Rupert is a centre for Art and Education devoted to establishing close cooperation between artists, thinkers, researchers, and other cultural actors through interdisciplinary programs and residencies. A knowledge-based platform for innovative creative production, Rupert integrates with the social and cultural framework of the city of Vilnius while simultaneously supporting a strong international focus.

THE LIVING ART MUSEUM

The Living Art Museum (Nýló) is a non-profit, artist-run museum and venue for contemporary art in Reykjavik, Iceland. Nýló is committed to presenting, collecting and preserving the work of contemporary Icelandic and international artists.From the beginning the museum has stayed true to its original goal: to be a platform for progressive exhibitions, critical discussions and experimental art practices and to support emerging artists. The Collection of the museum consists of approximately 2,000 works, which have been donated by artists, resulting in an eclectic body of work by both international and Icelandic artists.
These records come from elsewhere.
PR #4003, opened 2022-04-28
Add support for LDAPS to the 1-click AD integration template

gmarciani:
### Description of changes
Add support for LDAPS to the 1-click AD integration template.

#### Notes
With this change I've also added the policy `DomainCertificateSecretReadPolicy`. Such policy is not required for the integration to work with LDAPS, but it can be very handy for our customers following the tutorial because they can simply attach that policy to the head node to make it able to retrieve the certificate from Secrets Manager within a bootstrap script.

### Tests
1. Launched the 1-click template on my personal account;
2. Tested the Ad integration, both using LDAP and LDAPS (both with/without cert verification);
3. Deleted the stack and verified that all related resources have been deleted (the stack contains custom resources so this must be checked);

### DIFF
--- a/cloudformation/ad/ad-integration.yaml
+++ b/cloudformation/ad/ad-integration.yaml
@@ -192,8 +192,7 @@ Resources:
   PrepLambda:
     Type: AWS::Lambda::Function
     Properties:
-      Description: Lambda function to prepare stack
-      FunctionName: !Sub ${AWS::StackName}-Prep
+      Description: !Sub "${AWS::StackName}: custom resource handler to prepare the stack."
       Handler: index.handler
       MemorySize: 128
       Role: !GetAtt PrepRole.Arn
@@ -317,7 +316,16 @@ Resources:
                   - arn:${AWS::Partition}:ds:${AWS::Region}:${AWS::AccountId}:directory/${DirectoryId}
                   # - { DirectoryId: !If [CreateAD, !Ref Directory, !Ref Ad ] }
                   - { DirectoryId: !Ref Directory }
-          PolicyName: !Sub ${AWS::StackName}resetuserpassword
+          PolicyName: ResetUserPassword
+        - PolicyDocument:
+            Statement:
+              - Action:
+                  - secretsmanager:PutSecretValue
+                Effect: Allow
+                Resource:
+                  - !Ref DomainCertificateSecret
+                  - !Ref DomainPrivateKeySecret
+          PolicyName: PutDomainCertificateSecrets
   JoinProfile:
     Type: AWS::IAM::InstanceProfile
     Properties:
@@ -347,6 +355,7 @@ Resources:
               krb5-workstation: []
               openldap-clients: []
               policycoreutils-python: []
+              openssl: []
     Properties:
       IamInstanceProfile:
         Ref: JoinProfile
@@ -356,6 +365,9 @@ Resources:
       SecurityGroupIds:
         - Ref: AdDomainAdminNodeSecurityGroup
       SubnetId: !If [CreateVPC, !Ref PclusterVpcSubnet1, !Ref PrivateSubnetOne ]
+      Tags:
+        - Key: "Name"
+          Value: !Sub [ "AdDomainAdminNode-${StackIdSuffix}", {StackIdSuffix: !Select [1, !Split ['/', !Ref 'AWS::StackId']]}]
       UserData:
         Fn::Base64:
           !Sub
@@ -365,6 +377,8 @@ Resources:
               yum update -y aws-cfn-bootstrap
               /opt/aws/bin/cfn-init -v --stack ${AWS::StackName} --resource AdDomainAdminNode --configsets setup --region ${AWS::Region}
               echo "Domain Name: " ${DirectoryDomain}
+              echo "Domain Certificate Secret: " ${DomainCertificateSecretArn}
+              echo "Domain Private Key Secret: " ${DomainPrivateKeySecretArn}
               cat << EOF > /etc/resolv.conf
               search           ${DirectoryDomain}
               nameserver       ${DnsIp1}
@@ -380,13 +394,31 @@ Resources:
               sleep 0.5
               echo "Registering User..."
               echo $ADMIN_PW | adcli create-user -x -U Admin --domain=${DirectoryDomain} --display-name=${UserName} ${UserName}
+
+              echo "Creating domain certificate..."
+              PRIVATE_KEY="${DirectoryDomain}.key"
+              CERTIFICATE="${DirectoryDomain}.crt"
+              printf ".\n.\n.\n.\n.\n${DirectoryDomain}\n.\n" | openssl req -x509 -sha256 -nodes -newkey rsa:2048 -keyout $PRIVATE_KEY -days 365 -out $CERTIFICATE
+
+              echo "Storing domain private key to Secrets Manager..."
+              aws secretsmanager put-secret-value --secret-id ${DomainPrivateKeySecretArn} --secret-string file://$PRIVATE_KEY --region ${AWS::Region}
+
+              echo "Storing domain certificate to Secrets Manager..."
+              aws secretsmanager put-secret-value --secret-id ${DomainCertificateSecretArn} --secret-string file://$CERTIFICATE --region ${AWS::Region}
+
+              echo "Deleting private key and certificate from local file system..."
+              rm -rf $PRIVATE_KEY $CERTIFICATE
+
               /opt/aws/bin/cfn-signal -e $? --stack ${AWS::StackName} --resource AdDomainAdminNode --region ${AWS::Region}
 
             - { DirectoryDomain: !GetAtt Prep.DomainName,
                 AdminPassword: !Ref AdminPassword,
                 UserName: !Ref UserName,
                 DnsIp1: !GetAtt Prep.DnsIpAddress1,
-                DnsIp2: !GetAtt Prep.DnsIpAddress2}
+                DnsIp2: !GetAtt Prep.DnsIpAddress2,
+                DomainCertificateSecretArn: !Ref DomainCertificateSecret,
+                DomainPrivateKeySecretArn: !Ref DomainPrivateKeySecret,
+            }
 
   PostRole:
     Type: AWS::IAM::Role
@@ -410,7 +442,6 @@ Resources:
                 - logs:CreateLogStream
                 - logs:PutLogEvents
                 Effect: Allow
-                # Resource: !Sub arn:${AWS::Partition}:logs:${AWS::Region}:${AWS::AccountId}:log-group:/aws/lambda/${AWS::StackName}-Prep:*
                 Resource: '*'
         - PolicyName: ResetPassword
           PolicyDocument:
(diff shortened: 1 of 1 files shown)


cloudformation/ad/ad-integration.yaml
```diff
@@ -507,22 +537,237 @@ Resources:
...
+                  logger.info('Importing certificate into ACM...')
+                  certificate_arn = acm.import_certificate(Certificate=domain_certificate, PrivateKey=domain_private_key)["CertificateArn"]
+                  logger.info('Storing ACM certificate ARN into Secrets Manager...')
+                  sm.put_secret_value(SecretId=acm_certificate_secret_arn, SecretString=certificate_arn)
+                  response_data['DomainCertificateArn'] = certificate_arn
+                elif event['RequestType'] == 'Delete':
+                  physical_resource_id = event['PhysicalResourceId']
+                  certificate_arn = sm.get_secret_value(SecretId=acm_certificate_secret_arn)["SecretString"]
+                  logger.info('Deleting ACM certificate {}...'.format(certificate_arn))
+                  acm.delete_certificate(CertificateArn=certificate_arn)
```
gmarciani: This call may fail due to ACM certificate still being in use. We must implement a retry

cloudformation/ad/ad-integration.yaml
```diff
@@ -318,6 +318,15 @@ Resources:
...
           PolicyName: !Sub ${AWS::StackName}resetuserpassword
+        - PolicyDocument:
+            Statement:
+              - Action:
+                  - secretsmanager:PutSecretValue
+                Effect: Allow
+                Resource:
+                  - !Ref DomainCertificateSecret
+                  - !Ref DomainPrivateKeySecret
+          PolicyName: !Sub ${AWS::StackName}-PutDomainCertificateSecrets
```
demartinofra: the limit on StackName is 128 chars which matches the limit on policy name, this means that if a user picks a stack name that can't fit "-PutDomainCertificateSecrets" within the 128 chars the stack creation fails. Low probability but worth mentioning.

cloudformation/ad/ad-integration.yaml
```diff
@@ -380,13 +395,28 @@ Resources:
...
               echo "Registering User..."
               echo $ADMIN_PW | adcli create-user -x -U Admin --domain=${DirectoryDomain} --display-name=${UserName} ${UserName}
+
+              echo "Creating domain certificate..."
+              PRIVATE_KEY="${DirectoryDomain}.key"
+              CERTIFICATE="${DirectoryDomain}.crt"
+              printf ".\n.\n.\n.\n.\n${DirectoryDomain}\n.\n" | openssl req -x509 -sha256 -nodes -newkey rsa:2048 -keyout $PRIVATE_KEY -days 90 -out $CERTIFICATE
+
+              echo "Storing domain private key to Secrets Manager..."
+              aws secretsmanager put-secret-value --secret-id ${DomainPrivateKeySecretArn} --secret-string "$(cat $PRIVATE_KEY)" --region ${AWS::Region}
```
demartinofra: is there the possibility to pass a file reference and avoid printing the file with cat? otherwise if tracing is enabled or in other cases we risk to dump the secrets in plain text

cloudformation/ad/ad-integration.yaml
```diff
@@ -380,13 +395,28 @@ Resources:
               sleep 0.5
               echo "Registering User..."
               echo $ADMIN_PW | adcli create-user -x -U Admin --domain=${DirectoryDomain} --display-name=${UserName} ${UserName}
+
+              echo "Creating domain certificate..."
+              PRIVATE_KEY="${DirectoryDomain}.key"
+              CERTIFICATE="${DirectoryDomain}.crt"
+              printf ".\n.\n.\n.\n.\n${DirectoryDomain}\n.\n" | openssl req -x509 -sha256 -nodes -newkey rsa:2048 -keyout $PRIVATE_KEY -days 90 -out $CERTIFICATE
```
demartinofra: out of curiosity why 90 days?

cloudformation/ad/ad-integration.yaml
```diff
@@ -507,22 +537,256 @@ Resources:
...
+        - PolicyName: LogOutput
+          PolicyDocument:
+            Version: 2012-10-17
+            Statement:
+              - Action:
+                  - logs:CreateLogGroup
+                  - logs:CreateLogStream
+                  - logs:PutLogEvents
+                Effect: Allow
+                # Resource: !Sub arn:${AWS::Partition}:logs:${AWS::Region}:${AWS::AccountId}:log-group:/aws/lambda/${AWS::StackName}-Prep:*
```
demartinofra: did you intend to keep this comment?

cloudformation/ad/ad-integration.yaml
```diff
@@ -507,22 +537,256 @@ Resources:
...
+                Resource: '*'
+        - PolicyName: ManageDomainCertificate
+          PolicyDocument:
+            Version: 2012-10-17
+            Statement:
+              - Effect: Allow
+                Action:
+                  - acm:ImportCertificate
+                  - acm:DeleteCertificate
+                Resource: !Sub arn:${AWS::Partition}:acm:${AWS::Region}:${AWS::AccountId}:certificate/*
```
demartinofra, line 648: This is quite permissive

cloudformation/ad/ad-integration.yaml
```diff
@@ -507,22 +537,256 @@ Resources:
...
+          sm = boto3.client("secretsmanager")
+
+          def create_physical_resource_id():
+              alnum = string.ascii_uppercase + string.ascii_lowercase + string.digits
+              return ''.join(random.choice(alnum) for _ in range(16))
+
+          def handler(event, context):
+              redact_keys = {}
+              print('Context: {}'.format(context))
+              print({k:event[k] if k not in redact_keys else "[REDACTED]" for k in event.keys()})
```
demartinofra: isn't redact_keys empty?

cloudformation/ad/ad-integration.yaml
```diff
@@ -507,22 +537,256 @@ Resources:
...
+                  logger.info('Deleting ACM certificate {}...'.format(certificate_arn))
+                  max_attempts = 10
+                  sleep_time = 60
+                  for attempt in range(0, max_attempts):
+                    try:
+                      acm.delete_certificate(CertificateArn=certificate_arn)
+                      break
+                    except acm.exceptions.ResourceInUseException as e:
+                      logger.info('(Attempt {}/{}) Cannot delete ACM certificate because it is in use. Retrying in {} seconds...'.format(attempt+1, max_attempts, sleep_time))
+                      time.sleep(sleep_time)
```
demartinofra: nit: can be moved to its own function

cloudformation/ad/ad-integration.yaml
```diff
@@ -507,22 +537,256 @@ Resources:
...
+                else:
+                    physical_resource_id = event['PhysicalResourceId']
```
demartinofra: nit: you could initialize physical_resource_id to event.get("PhysicalResourceId", create_physical_resource_id())

cloudformation/ad/ad-integration.yaml
demartinofra: where is this key generated? is it generated with the right permissions? do we need to keep the key locally or we can delete it once we upload it to secrets manager?

also if not needed on this instance have we considered generating this directly in Lambda?

gmarciani: > out of curiosity why 90 days?

There is no specific reason for that. We use it as default duration in our integration tests and I aligned to it. 
Currently, the industry standard is 1 year duration (https://knowledge.digicert.com/generalinformation/2-year_Certificate_Availability.html?), but I thought 3 months were enough for a tutorial. Do you think it should be increased?

charlesg3: > industry standard is 1 year duration

I think we should go with 1 year here too

gmarciani: > where is this key generated? is it generated with the right permissions?

Both the certificate and the private key are generated locally to the instance, but they are not meant to be used there. In fact, they are only meant to be uploaded to secrets manager. So, permissions is not an issue and both files can be deleted once uploaded to Secrets Manager.

> do we need to keep the key locally or we can delete it once we upload it to secrets manager?

We can delete both certificate and private key from the instance. Good point, will fix in the next rev.

gmarciani: > also if not needed on this instance have we considered generating this directly in Lambda?

Generating certificate and private key within Lambda was actually the first approach that I considered. At the end I discarded it because it would have required to include external dependencies in the Lambda (pyOpenSSL). So, doing that within a Lambda would have introduced more complexity to the template (Lambda code on S3, Lambda Layers, ...)

cloudformation/ad/ad-integration.yaml
gmarciani: No, will remove in the next rev. Thanks

cloudformation/ad/ad-integration.yaml
gmarciani: You're right. the solution to overcome this would introduce a bit of additional complexity, but we can scope it down.

### Alternative Solution
Have a Lambda that is responsible only for the certificate import *with tags* (https://docs.aws.amazon.com/acm/latest/APIReference/API_DeleteCertificate.html). 
Have a separate cleanup Lambda that will be responsible for deletion only.
In this case the cleanup Lambda could have a scoped down DeleterCertificate permission because at that point the Certificate ARN is known.

What do you think?

cloudformation/ad/ad-integration.yaml
gmarciani: Yes, will fix in the next rev

cloudformation/ad/ad-integration.yaml
gmarciani: right, will do in the next rev

cloudformation/ad/ad-integration.yaml
gmarciani: Right, thanks

cloudformation/ad/ad-integration.yaml
gmarciani: Thanks for the heads up. I did not known it was possible, Testing it.

cloudformation/ad/ad-integration.yaml
gmarciani: Thanks for the heads up on this. Since they are inline policies I think we can also avoid to include the StackName into the policy name

gmarciani: Same argument applies to Lambda function names (64 chars limit).
In order to be robust we should omit Lambda Function names at all in order to make CFN generate a random one.

cloudformation/ad/ad-integration.yaml
demartinofra: >Generating certificate and private key within Lambda was actually the first approach that I considered. At the end I discarded it because it would have required to include external dependencies in the Lambda (pyOpenSSL). So, doing that within a Lambda would have introduced more complexity to the template (Lambda code on S3, Lambda Layers, ...)

makes sense, for some reason I was assuming that openssl is available in the lambda default runtime and you could just use it.

cloudformation/ad/ad-integration.yaml
gmarciani: Tested that it is possible to specify a file as parameter. Will do that way in the next rev

cloudformation/ad/ad-integration.yaml
gmarciani: I thought about alternatives ways, but did not find any. Proceeding with the cleanup lambda approch in order to scope down both certificate import and certificate deletion.

demartinofra (dismissed):

demartinofra (approved):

Annually Nýló hosts around 10 exhibitions.

THE ACADEMY OF FINE ART AT OSLO NATIONAL ACADEMY OF THE ARTS

A place of making, a site for thinking, an environment to research and produce work: With a faculty of internationally acclaimed artists, writers and curators with expertise conceptual approaches and medium-specific practices on the other, the Academy of Fine Art in Oslo formulates critical challenges to today's society.Our institution is a lively place of urban learning. As such it is part of the landscape of institutions and art initiatives driving the current transformation of Oslo into one of the most active cities for producing, exhibiting and discussing contemporary art and culture in Northern Europe today. Faculty: Jeannette Christensen, Kristina Dag Erik Elgin, Rike Frank, Gard Frigstad, Dora Garcìa, Felix Gmelin, Stian Grøgaard, Saskia Holmkvist, Bouchra Khalili, Maria Lind, Michael O'Donnell, Mike Sperlinger, Dirkjan van der Linde, Jan Verwoert and Susanne M. Winterling.